══ Data for analysis ══
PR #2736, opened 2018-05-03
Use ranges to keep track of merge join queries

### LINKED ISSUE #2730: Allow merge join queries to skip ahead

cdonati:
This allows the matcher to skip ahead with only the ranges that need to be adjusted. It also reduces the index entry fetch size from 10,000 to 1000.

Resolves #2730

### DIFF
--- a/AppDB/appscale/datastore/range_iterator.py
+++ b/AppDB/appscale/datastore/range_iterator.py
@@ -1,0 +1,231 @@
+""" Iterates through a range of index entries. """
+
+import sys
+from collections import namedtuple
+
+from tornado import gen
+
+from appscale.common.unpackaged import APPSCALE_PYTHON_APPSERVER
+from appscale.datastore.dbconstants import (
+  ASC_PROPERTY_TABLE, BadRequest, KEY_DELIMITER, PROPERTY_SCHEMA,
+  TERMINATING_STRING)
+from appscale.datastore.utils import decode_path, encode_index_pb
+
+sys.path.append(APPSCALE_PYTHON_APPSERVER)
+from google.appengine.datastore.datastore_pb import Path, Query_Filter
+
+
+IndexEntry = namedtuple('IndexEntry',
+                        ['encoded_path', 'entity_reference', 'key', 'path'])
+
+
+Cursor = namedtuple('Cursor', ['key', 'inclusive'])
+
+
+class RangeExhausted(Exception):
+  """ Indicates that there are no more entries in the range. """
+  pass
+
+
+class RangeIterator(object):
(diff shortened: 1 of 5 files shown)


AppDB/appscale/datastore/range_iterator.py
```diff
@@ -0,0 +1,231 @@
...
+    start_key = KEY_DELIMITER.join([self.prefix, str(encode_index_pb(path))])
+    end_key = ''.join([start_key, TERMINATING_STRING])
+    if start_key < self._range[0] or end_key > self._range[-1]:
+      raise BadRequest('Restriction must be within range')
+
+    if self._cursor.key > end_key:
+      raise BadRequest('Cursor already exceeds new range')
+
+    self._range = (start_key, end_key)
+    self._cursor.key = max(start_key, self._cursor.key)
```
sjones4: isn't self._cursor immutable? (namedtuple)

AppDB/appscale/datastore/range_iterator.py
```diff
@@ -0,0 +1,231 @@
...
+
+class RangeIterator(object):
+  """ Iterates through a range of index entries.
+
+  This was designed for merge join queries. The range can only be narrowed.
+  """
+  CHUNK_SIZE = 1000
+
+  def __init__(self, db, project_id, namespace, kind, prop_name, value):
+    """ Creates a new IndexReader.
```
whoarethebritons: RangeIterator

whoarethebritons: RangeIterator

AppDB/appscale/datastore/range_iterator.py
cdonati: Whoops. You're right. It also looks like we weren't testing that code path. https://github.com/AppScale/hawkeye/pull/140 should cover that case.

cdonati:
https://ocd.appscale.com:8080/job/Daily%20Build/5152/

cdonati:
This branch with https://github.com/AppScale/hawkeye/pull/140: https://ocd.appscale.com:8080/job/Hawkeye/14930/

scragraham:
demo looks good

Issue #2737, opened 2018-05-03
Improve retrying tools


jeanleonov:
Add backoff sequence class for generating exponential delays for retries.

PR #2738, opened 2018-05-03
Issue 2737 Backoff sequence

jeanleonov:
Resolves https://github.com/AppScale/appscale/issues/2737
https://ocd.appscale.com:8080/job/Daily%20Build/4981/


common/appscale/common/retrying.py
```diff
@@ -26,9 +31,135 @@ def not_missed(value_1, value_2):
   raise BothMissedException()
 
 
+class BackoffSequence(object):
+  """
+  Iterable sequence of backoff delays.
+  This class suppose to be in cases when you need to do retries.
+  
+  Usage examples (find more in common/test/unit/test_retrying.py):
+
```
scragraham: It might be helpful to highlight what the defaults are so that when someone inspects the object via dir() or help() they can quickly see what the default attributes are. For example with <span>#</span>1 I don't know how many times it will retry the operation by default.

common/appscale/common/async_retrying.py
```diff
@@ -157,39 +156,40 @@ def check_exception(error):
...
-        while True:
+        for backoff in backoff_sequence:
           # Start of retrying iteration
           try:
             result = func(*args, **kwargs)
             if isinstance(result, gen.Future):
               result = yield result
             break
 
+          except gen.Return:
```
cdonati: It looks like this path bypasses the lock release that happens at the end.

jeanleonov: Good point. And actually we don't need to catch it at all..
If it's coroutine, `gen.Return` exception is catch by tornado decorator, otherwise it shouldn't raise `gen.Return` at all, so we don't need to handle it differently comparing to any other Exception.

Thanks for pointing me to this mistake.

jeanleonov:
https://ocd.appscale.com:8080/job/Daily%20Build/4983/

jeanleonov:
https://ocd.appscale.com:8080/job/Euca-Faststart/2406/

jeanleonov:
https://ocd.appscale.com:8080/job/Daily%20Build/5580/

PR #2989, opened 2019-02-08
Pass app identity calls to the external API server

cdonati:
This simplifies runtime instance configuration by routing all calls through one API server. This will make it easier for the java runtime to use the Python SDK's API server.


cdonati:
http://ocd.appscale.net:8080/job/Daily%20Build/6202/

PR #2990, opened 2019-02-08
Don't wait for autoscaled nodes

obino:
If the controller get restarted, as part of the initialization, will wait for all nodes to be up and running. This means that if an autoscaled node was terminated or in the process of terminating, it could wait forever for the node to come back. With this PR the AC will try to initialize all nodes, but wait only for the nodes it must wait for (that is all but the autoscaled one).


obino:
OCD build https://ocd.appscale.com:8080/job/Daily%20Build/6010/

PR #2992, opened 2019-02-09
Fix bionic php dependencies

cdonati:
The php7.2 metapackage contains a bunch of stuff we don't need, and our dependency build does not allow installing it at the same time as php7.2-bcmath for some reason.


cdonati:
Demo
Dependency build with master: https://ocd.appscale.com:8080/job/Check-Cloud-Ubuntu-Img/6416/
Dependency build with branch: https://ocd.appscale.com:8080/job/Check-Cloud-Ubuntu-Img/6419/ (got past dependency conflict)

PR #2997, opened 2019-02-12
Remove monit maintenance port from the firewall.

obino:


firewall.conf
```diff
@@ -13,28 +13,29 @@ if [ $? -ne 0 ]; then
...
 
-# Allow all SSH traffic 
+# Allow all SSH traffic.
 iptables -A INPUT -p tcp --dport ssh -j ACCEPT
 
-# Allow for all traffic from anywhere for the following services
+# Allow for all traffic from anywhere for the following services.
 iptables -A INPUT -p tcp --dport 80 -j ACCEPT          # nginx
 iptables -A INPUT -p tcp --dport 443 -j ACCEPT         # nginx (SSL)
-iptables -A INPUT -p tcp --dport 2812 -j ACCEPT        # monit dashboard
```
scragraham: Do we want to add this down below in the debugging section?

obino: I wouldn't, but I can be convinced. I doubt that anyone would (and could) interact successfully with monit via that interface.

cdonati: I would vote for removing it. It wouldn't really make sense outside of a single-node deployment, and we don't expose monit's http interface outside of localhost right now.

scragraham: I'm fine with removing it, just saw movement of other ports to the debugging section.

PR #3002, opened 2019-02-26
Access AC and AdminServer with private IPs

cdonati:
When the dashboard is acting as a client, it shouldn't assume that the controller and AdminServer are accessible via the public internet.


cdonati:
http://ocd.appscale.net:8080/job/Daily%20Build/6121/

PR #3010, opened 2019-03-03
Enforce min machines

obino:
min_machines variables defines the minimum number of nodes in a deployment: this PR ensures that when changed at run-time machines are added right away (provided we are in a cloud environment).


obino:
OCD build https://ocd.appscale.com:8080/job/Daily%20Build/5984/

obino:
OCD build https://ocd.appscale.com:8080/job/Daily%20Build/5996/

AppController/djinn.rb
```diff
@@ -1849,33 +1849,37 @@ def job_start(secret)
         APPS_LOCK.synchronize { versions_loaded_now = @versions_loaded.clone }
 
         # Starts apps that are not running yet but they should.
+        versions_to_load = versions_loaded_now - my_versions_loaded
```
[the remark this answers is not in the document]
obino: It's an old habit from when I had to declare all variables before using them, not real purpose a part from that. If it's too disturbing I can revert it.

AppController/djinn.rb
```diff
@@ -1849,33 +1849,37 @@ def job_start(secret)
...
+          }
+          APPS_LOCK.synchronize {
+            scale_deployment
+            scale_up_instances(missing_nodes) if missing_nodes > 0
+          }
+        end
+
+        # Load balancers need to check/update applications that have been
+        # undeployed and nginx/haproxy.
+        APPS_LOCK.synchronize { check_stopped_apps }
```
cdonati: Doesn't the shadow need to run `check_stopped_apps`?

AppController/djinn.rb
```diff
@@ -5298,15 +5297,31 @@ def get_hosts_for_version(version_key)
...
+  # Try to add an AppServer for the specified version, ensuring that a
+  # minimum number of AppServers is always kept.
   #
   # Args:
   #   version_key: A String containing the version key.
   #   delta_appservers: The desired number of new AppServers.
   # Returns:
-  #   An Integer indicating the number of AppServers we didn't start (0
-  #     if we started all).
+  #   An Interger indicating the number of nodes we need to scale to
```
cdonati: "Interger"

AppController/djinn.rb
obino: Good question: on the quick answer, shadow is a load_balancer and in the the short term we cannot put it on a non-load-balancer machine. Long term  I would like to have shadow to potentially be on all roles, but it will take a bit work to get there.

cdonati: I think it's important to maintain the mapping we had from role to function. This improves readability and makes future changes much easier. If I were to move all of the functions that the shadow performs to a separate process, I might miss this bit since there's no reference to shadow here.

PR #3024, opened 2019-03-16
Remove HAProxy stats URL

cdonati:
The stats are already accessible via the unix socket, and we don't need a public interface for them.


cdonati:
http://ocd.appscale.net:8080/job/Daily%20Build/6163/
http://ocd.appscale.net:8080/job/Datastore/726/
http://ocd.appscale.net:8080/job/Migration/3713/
═══
══ Data for analysis ══
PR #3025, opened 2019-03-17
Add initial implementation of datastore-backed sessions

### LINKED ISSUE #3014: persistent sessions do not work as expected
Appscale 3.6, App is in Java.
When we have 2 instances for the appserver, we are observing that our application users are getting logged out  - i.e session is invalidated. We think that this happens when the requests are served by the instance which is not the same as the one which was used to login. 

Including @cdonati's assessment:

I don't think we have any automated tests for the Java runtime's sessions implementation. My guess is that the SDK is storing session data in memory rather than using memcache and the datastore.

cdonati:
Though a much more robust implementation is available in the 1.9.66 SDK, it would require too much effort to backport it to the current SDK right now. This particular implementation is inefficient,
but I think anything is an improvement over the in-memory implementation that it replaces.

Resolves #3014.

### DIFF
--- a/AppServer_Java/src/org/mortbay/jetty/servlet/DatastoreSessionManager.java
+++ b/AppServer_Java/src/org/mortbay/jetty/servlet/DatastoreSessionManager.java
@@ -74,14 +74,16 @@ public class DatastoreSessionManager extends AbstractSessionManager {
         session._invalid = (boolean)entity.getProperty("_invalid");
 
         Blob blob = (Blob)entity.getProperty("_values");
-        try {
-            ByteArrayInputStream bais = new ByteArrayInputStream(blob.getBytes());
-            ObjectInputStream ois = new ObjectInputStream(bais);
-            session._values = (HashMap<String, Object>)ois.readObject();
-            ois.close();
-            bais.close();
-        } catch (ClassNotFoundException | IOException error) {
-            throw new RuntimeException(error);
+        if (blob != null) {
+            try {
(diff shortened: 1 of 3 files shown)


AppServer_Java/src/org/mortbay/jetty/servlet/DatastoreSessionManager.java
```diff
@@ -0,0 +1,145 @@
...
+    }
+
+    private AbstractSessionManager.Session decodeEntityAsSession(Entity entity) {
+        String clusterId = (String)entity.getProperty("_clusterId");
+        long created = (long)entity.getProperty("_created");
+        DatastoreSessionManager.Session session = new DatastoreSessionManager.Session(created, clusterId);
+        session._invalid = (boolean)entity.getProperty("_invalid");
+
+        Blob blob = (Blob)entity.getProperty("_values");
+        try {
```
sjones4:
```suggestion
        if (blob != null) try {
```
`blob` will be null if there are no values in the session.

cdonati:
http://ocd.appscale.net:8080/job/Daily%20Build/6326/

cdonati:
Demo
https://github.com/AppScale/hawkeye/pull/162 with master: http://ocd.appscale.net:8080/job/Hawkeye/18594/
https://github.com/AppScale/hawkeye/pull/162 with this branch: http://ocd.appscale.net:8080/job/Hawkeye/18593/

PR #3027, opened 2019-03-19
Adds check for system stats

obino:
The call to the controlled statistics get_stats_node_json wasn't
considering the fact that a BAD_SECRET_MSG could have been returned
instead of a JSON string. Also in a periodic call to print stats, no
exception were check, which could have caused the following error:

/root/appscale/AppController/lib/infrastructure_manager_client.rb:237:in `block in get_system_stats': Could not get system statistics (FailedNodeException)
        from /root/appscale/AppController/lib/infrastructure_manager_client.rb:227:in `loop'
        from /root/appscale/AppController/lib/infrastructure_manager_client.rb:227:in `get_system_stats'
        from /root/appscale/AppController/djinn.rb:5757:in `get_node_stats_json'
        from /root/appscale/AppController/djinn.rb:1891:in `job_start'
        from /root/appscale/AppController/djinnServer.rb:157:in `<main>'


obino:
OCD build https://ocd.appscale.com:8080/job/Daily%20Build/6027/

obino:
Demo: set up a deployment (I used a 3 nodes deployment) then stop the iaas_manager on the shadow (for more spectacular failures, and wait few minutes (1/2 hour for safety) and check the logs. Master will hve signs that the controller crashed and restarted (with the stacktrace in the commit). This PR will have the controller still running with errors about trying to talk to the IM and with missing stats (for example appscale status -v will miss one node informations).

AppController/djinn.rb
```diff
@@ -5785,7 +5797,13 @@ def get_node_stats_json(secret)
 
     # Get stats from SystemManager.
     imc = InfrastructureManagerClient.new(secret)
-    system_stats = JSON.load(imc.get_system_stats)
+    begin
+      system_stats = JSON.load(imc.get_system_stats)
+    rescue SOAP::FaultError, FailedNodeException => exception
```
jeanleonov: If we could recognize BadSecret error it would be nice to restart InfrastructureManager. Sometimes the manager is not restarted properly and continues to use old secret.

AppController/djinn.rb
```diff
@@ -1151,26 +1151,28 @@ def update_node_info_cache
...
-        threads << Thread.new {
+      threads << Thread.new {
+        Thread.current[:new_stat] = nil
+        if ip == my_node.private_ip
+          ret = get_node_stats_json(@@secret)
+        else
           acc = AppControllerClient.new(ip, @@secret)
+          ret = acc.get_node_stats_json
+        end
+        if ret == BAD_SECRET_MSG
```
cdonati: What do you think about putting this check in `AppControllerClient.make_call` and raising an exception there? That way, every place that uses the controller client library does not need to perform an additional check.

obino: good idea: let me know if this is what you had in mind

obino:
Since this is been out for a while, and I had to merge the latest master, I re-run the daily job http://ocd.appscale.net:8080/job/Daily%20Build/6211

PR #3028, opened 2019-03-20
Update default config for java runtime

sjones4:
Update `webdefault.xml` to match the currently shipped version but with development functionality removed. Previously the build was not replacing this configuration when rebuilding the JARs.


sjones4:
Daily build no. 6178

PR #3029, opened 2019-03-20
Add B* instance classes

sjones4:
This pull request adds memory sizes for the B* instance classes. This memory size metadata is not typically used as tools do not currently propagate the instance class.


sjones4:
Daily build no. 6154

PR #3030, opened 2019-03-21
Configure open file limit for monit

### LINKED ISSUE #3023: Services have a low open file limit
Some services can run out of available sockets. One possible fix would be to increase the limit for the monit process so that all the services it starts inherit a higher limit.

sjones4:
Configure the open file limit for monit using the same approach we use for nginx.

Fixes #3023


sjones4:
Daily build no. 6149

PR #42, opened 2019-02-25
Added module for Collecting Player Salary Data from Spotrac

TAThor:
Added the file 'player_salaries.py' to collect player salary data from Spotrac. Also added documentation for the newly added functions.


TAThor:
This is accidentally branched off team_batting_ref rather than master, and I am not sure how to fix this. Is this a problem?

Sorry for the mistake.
═══
**Description of the task**.
Extract every line of the records above that contains the word "common".

**Output below**.
+from appscale.common.unpackaged import APPSCALE_PYTHON_APPSERVER
common/appscale/common/retrying.py
+  Usage examples (find more in common/test/unit/test_retrying.py):
common/appscale/common/async_retrying.py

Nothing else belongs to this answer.